PR #130, opened 2020-12-04
Prometheus integration

### LINKED ISSUE #108: Support submitting build metrics
...to a backend like graphite.

jfragoulis:
This commit introduces a new class named `MetricsRecorder` and integrates with prometheus. Prometheus will pull the metrics every X seconds.

We have implemented:

* Builds on host
* Builds in general with state (success, failure, coalesce)
* Cache utilization
* Incremental utilization
* Build times

Closes #108

### DIFF
--- a/cmd/mistryd/metrics/metrics.go
+++ b/cmd/mistryd/metrics/metrics.go
@@ -4,6 +4,7 @@ import (
 	"fmt"
 	"io/ioutil"
 	"log"
+	"time"
 
 	"github.com/prometheus/client_golang/prometheus"
 	"github.com/prometheus/client_golang/prometheus/promauto"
- - - - -
Exercise aim
Every line that contains the string "with" should be copied from the records.

Answer to this exercise
This commit introduces a new class named `MetricsRecorder` and integrates with prometheus. Prometheus will pull the metrics every X seconds.
* Builds in general with state (success, failure, coalesce)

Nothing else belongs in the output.